SOURCE DATA Block Start

PR #134, opened 2026-03-26
Add option to avoid storing timesolver.solve data in RAM

lamoreel:
This is a follow-up pull request after PR #55.

### DIFF
--- a/mumaxplus/timesolver.py
+++ b/mumaxplus/timesolver.py
@@ -20,7 +20,8 @@ class TimeSolverOutput:
             Specify wether to store the data in an output dictionary.
         """
         self._quantities = quantity_dict
-        self._data = {"time": []}
+        self._values = {}  # dictionary to keep calculated quantities of one step
+        self._data = {"time": []}  # dict to keep all data
         for key in self._quantities.keys():
             self._data[key] = []
 
@@ -42,19 +43,19 @@ class TimeSolverOutput:
         """Compute all the specified quantities for the current state."""
 
         # Compute values
-        values = {"time": time}
+        self._values["time"] = time
         for key, func in self._quantities.items():
-            values[key] = func()
+            self._values[key] = func()
 
         # Store in memory
         if self._store_as_dict:
-            for key, value in values.items():
+            for key, value in self._values.items():
                 self._data[key].append(value)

SOURCE DATA Block End

▶ _EXERCISE OBJECTIVE_
Could you print the lines above, exactly as written, from the line containing "# Compute values" through the final one?

▶ _TASK RESPONSE_
         # Compute values
-        values = {"time": time}
+        self._values["time"] = time
         for key, func in self._quantities.items():
-            values[key] = func()
+            self._values[key] = func()
 
         # Store in memory
         if self._store_as_dict:
-            for key, value in values.items():
+            for key, value in self._values.items():
                 self._data[key].append(value)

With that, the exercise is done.